** Opening Provided records block **

Issue #2002, opened 2024-09-27
Application Received BUG for Cash pending when CASH is active


C-Love:
Error reported for a case that is pending a cash program but cash is already active.

Need to review pending in REPT/PND2 instead of just CASE/CURR.

C-Love:
Fixed!

PR #2003, opened 2024-09-27
#2002 NOTES - App Recvd - second cash pending bug fix

C-Love:
If Pending is not found on CASE/CURR - we need to check REPT/PND2 before cancelling out of the script.


courtrightd (approved):
Looks good! Re-worded changelog, approved from here if you are fine with my edits.

C-Love:
Verbiage changes look good to me.

PR #2008, opened 2024-09-30
#425 SHEL update tweaks for Docs Recvd

C-Love:
Update to the SHEL functions for display and update now that we are actually using it. 

The format of the Y/N wasn't aligned with the droplists and there was some extra entry that happened. 

Additionally, we can now turn off the button for the totals. This instance should be set up to start with a member instance of SHEL and not defaulted to starting on Totals.


MeganGeissler (approved):
Tested and looks good to me

courtrightd (approved):
Looks good, works good! Send it!

Issue #1896, opened 2024-07-03
Retire NOTES Change Report Form Received


MeganGeissler:
Retire this individual script once #425 #1298 Docs Received is published. 

- [x] Move scripts files to retired scripts folder
- [x]  Updated main menu
- [x]  Update CLOS with retirement dates for each script.
- [x]  Remove script from instructions library on [SharePoint](https://hennepin.sharepoint.com/teams/hs-economic-supports-hub/BlueZone_Script_Instructions/Forms/AllItems.aspx)
- [x]  Confirm if HSR manual needs to be updated

PR #2011, opened 2024-09-30
#1895 #1896 Retired Change report form received and ltc hospice form …

MeganGeissler:
Retired Change report form and ltc hospice form: moved scripts to retired folder, updated main menu, updated CLOS


courtrightd (approved):
Send it!

Issue #388, opened 2021-03-15
Health Care - Create CASE:NOTE for Auto Close Cases with closure detail (REVW MONT Closure)


C-Love:
Take the old REVW MONT Closure process and reevaluate and merge into our processes.

The idea here is to capture some details FROM MAXIS on cases that will/have autoclosed due to REVW and add it to the CASE:NOTE for quick case understanding.

Effort in Quality CASE NOTES.

This issue is for any case associated with any 6 mo or 12 mo REVW that is not pulled in On Demand- so any review or program that would NOT end up on the REVIEW REPORT.

There are separate issues for:

- All REVIEW REPORT REVW Cases - #387 
- ALL HRFS - #389

IlseFerris:
Changed scope of this issue to Health Cases when HC renewals are back in effect. All other programs on REVW are already accounted for in #387.

C-Love:
The current PHE is set to expire after July 14 2022. If this is not extended HC renewals COULD resume for October 2022. This could be later and if the PHE is extended, it would likely be extended to Mid-October which would mean the renewals would be months after that time. It appears the earliest renewals could happen would be October. Recommend to move this to Q3 as we should know by that time if this work would be needed for cases to be processed in Sept for Oct renewals.

C-Love:
ADDITIONALLY - review functionality in Review Report to ensure that all required steps are in place for HC - tracking, notices, statistics, etc.

C-Love:
Discuss at next meeting - Does the changes to HC review processing change the timing on this issue?

C-Love:
This will not need to be run until 2/1/2024 at the very earliest, rescheduling this for Q1 2024 to be completed in January.

C-Love:
Done!

PR #2012, opened 2024-10-01
#388 Review Report - Add Autoclose CASE NOTE for HC

C-Love:
Include HC in the End of Processing Month script runs


courtrightd (approved):
Looks good from here!

PR #2021, opened 2024-10-02
1781 housing support dhs rate updates

IlseFerris:
Updates have been sent to DHS via text file for testing. Rates changing for 2024 is the only update.


IlseFerris:
@courtrightd - DHS user just confirmed this is working as intended.

Issue #2024, opened 2024-10-03
ELIGIBILITY SUMMARY - bug in reading ELIG HC


C-Love:
Error reported when reading ELIG HC for cases with INEL spans in HC. 

The Assets pop-up won't open and an inhibiting error appears if the HH Count has not completed. 

Currently, we don't read any asset information in ELIG - so we can just not open this pop up.

C-Love:
This is fixed.

PR #2025, opened 2024-10-03
#2024 NOTES - Elig Summ - don't open useless pop-ups

C-Love:
Bug fix for HC cases when the Asset window tries to open but the HH Count has not been completed. We don't need to open this pop-up anyway.


courtrightd (approved):
Makes sense, approved!

Issue #2036, opened 2024-10-09
ADMIN - DAIL DECIMATOR, incorporate DAIL HIRE message deletion functionality


MDR22:
Add functionality to DAIL to delete HIRE messages (SDNH and NDNH) that are over 12 months old

PR #2042, opened 2024-10-15
#2036 ADMIN - DAIL DECIMATOR, add functionality to delete HIRE messages over 12 months old

MDR22:
Added functionality to delete both SDNH and NDNH HIRE messages that are over 12 months old from the current month. I did not run the script on these x numbers so they would be good options for testing: EX3, EX4, and EX5. Otherwise, I ran it on all other x numbers.


courtrightd (approved):
Added a commit to fix a syntax error / missing end if. Please review my commit to make sure  it is the only changes that were needed. Tested on EX3, worked fine. Did not clear the other two case numbers. 
Approved once you double check my work. :-)

MDR22:
Good catch! I tested and it works.

Issue #1782, opened 2024-04-14
NOTES - SNAP Waived Interview Sundown


IlseFerris:
Sundowning Postponed: SNAP Waived Interview Extended. Documentation includes drafted code and survey.
T\Eligibility Support\Restricted\QI - Quality Improvement\BZ scripts project\Projects\SNAP Waived Interview\ Sundowning SNAP Waived Interview

Tasks include:
Retire NOTES - SNAP WAIVED INTERVIEW 
- [x] Move scripts files to retired scripts folder
- [x] Updated main menu
- [x] Update CLOS with retirement dates for each script.
- [x] Remove script from instructions library on [SharePoint](https://hennepin.sharepoint.com/teams/hs-economic-supports-hub/BlueZone_Script_Instructions/Forms/AllItems.aspx)

Other scripts to update
- [x] Update MISC - DESERT ISLAND's Dialog to remove NOTES - SNAP WAIVED INTERVIEW script - Align with retirement of waived interview.
- [x] Update Interview - Remove follow up contact if it exists
- [x] Update NOTES - Client Contact: Remove 'follow up contact' Lines 122-203. Align with retirement of waived interview?
- [ ] Remove snap waived interview verbiage from: [NOTES - CLIENT CONTACT.docx (sharepoint.com)]

### Associated Issues 
- #689: SNAP Work Rules will be added to the Interview script
- #1753: Review Report allow SNAP appointment notices and NOMI's

MeganGeissler:
SNAP Waived interview was extended until 10/31/2024. Sundowning this project is pushed out. 

Food and Nutrition Services (FNS) has offered the option to request an extension of the SNAP Interview Waiver through October 31, 2024. FNS is approving this six-month extension under the extraordinary circumstances criterion due to challenges associated with unwinding from the pandemic. FNS does not plan to approve additional extensions to this waiver after October 31, 2024.

The Department of Human Services SNAP Team has decided to accept this offer and submit the request to extend the SNAP Interview Waiver through October 31, 2024. The waiver extension will only be available to counties and Tribal Nations who implemented the waiver during May 2023 – April 2024.

PR #2053, opened 2024-10-22
#1782 Added msgbox reminding users waiver is ending

MeganGeissler:
Adding msgbox reminding waiver is ending.

Will retire the script using the same branch next week.


courtrightd (approved):
Approved, thank you!

Issue #2056, opened 2024-10-24
NOTES - HC Evaluation - Bug BILS dialog maxing out due to large number of BILS pages


MeganGeissler:
Script reads all bills listed on BILS panel, in this example there are so many bills it maxes out the script. 

Need to set a limit on how much it reads. Probably pick whatever fits into the dialog nicely.

PR #2057, opened 2024-10-24
#2056 BILS dialog bug fix

MeganGeissler:
Added a limit of reading 2 panels worth of BILS so that it does not exceed the dialog.


courtrightd (approved):
Approval bestowed.

PR #2058, opened 2024-10-25
#1753 ADMIN - Review Report - Restart SNAP Appt Notices

C-Love:
Update Review Report to send notices for all cases with an interview requirements as the interview waiver has ended.

Ran through Appointment Notices today with no issues.

Additionally added a a call to save the workbook after the Appointment Notice and NOMI runs because I have had some issues with those not being saved at the end of the script run.


courtrightd (approved):
I hereby bestow my approval upon thee.

MeganGeissler (approved):

Issue #2061, opened 2024-10-28
Eligibility Summary - Handle for non-number entries


C-Love:
Report from worker that the amounts on SHEL were entered as '?' and so the script errored. While this is not typically a suggested process, SHEL allows for this entry and we need to accommodate it in the script run to make this a 0 for the calculations.

C-Love:
Issue completed

PR #2062, opened 2024-10-28
#2061 - Elig Summ - SHEL Question Marks are 0 amount

C-Love:
Add handling to turn '?' entries to become 0 for calculations


courtrightd (approved):
Looks like a good solution to me, thank you!

PR #2063, opened 2024-11-01
1782 sundown snap waived remove access to script

MeganGeissler:
First step in sundowning snap waived interview - plan to pull in Monday morning upon approval
-Added retirement date to CLOS so script doesn't appear for end users to select 
-Removed msgbox in SNAP waived interview notifying users that the script is ending (since you'd only hit this through the return contact)
-Added retirement message to main menu


courtrightd (approved):
Approved.

Issue #2064, opened 2024-11-05
function start_a_blank_case_note - ensure new case note is opened


MDR22:
User reported issue with script reporting that case note successfully completed despite script not actually creating new case note. This is an issue if the user starts the script when already on an open case note from a previous day. Add functionality to ensure that a NEW case note is open, even if script is started on a case note from the previous day.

** Closing Provided records block **

What you are asked to do:
In the records above, find every line containing the word "aspx" and show it.

Written answer:
- [x]  Remove script from instructions library on [SharePoint](https://hennepin.sharepoint.com/teams/hs-economic-supports-hub/BlueZone_Script_Instructions/Forms/AllItems.aspx)
- [x] Remove script from instructions library on [SharePoint](https://hennepin.sharepoint.com/teams/hs-economic-supports-hub/BlueZone_Script_Instructions/Forms/AllItems.aspx)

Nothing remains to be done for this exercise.